PR #1806, opened 2016-10-05
UI: Reimplement GDS core styles

cleargif:
PT: https://www.pivotaltracker.com/story/show/131717007

Current:
mobile-current

Fixed:
mobile-fixed


zheileman:
Remember that changing layout or core styles might have an effect in the API documentation page:

http://localhost:3000/api/documentation

We need to ensure markup and styles are in sync. It is mostly static html markup.

cleargif:
@aliuk2012 

Fixed this:
screen shot 2016-10-06 at 14 48 34

PR #1879, opened 2016-11-25
validate Fee types added to a Litigator Final Claim

stephenrichards:
Litigator Final claims for fixed fee case types can only have fixed fees added to them, not graduated.  Similarly, claims for non-fixed fee case types can only have graduated fees added to them, not fixed.  

This PR adds that validation, which prevents fees of the wrong type being added through the API.

### DIFF
--- a/app/validators/fee/fixed_fee_validator.rb
+++ b/app/validators/fee/fixed_fee_validator.rb
@@ -11,6 +11,16 @@ class Fee::FixedFeeValidator < Fee::BaseFeeValidator
 
   private
 
+  def validate_claim
+    super
+    if @record.claim
+      if @record.claim.final?
+        add_error(:claim, 'Graduated fee invalid on fixed fee case types') unless @record.claim.case_type.is_fixed_fee?
+      end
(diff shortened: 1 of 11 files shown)


app/validators/fee/fixed_fee_validator.rb
```diff
@@ -11,6 +11,16 @@ def self.fields
 
   private
 
+  def validate_claim
+    super
+    if @record.claim
```
slorek, line 16: Would be nicer as `if @record.claim && @record.claim.final? && !@record.claim.case_type.is_fixed_fee?` to reduce nesting and complexity, I think.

------------------------

Transcribe all of the data so that each line matches the source exactly.

● Problem solution
PR #1806, opened 2016-10-05
UI: Reimplement GDS core styles

cleargif:
PT: https://www.pivotaltracker.com/story/show/131717007

Current:
mobile-current

Fixed:
mobile-fixed


zheileman:
Remember that changing layout or core styles might have an effect in the API documentation page:

http://localhost:3000/api/documentation

We need to ensure markup and styles are in sync. It is mostly static html markup.

cleargif:
@aliuk2012 

Fixed this:
screen shot 2016-10-06 at 14 48 34

PR #1879, opened 2016-11-25
validate Fee types added to a Litigator Final Claim

stephenrichards:
Litigator Final claims for fixed fee case types can only have fixed fees added to them, not graduated.  Similarly, claims for non-fixed fee case types can only have graduated fees added to them, not fixed.  

This PR adds that validation, which prevents fees of the wrong type being added through the API.

### DIFF
--- a/app/validators/fee/fixed_fee_validator.rb
+++ b/app/validators/fee/fixed_fee_validator.rb
@@ -11,6 +11,16 @@ class Fee::FixedFeeValidator < Fee::BaseFeeValidator
 
   private
 
+  def validate_claim
+    super
+    if @record.claim
+      if @record.claim.final?
+        add_error(:claim, 'Graduated fee invalid on fixed fee case types') unless @record.claim.case_type.is_fixed_fee?
+      end
(diff shortened: 1 of 11 files shown)


app/validators/fee/fixed_fee_validator.rb
```diff
@@ -11,6 +11,16 @@ def self.fields
 
   private
 
+  def validate_claim
+    super
+    if @record.claim
```
slorek, line 16: Would be nicer as `if @record.claim && @record.claim.final? && !@record.claim.case_type.is_fixed_fee?` to reduce nesting and complexity, I think.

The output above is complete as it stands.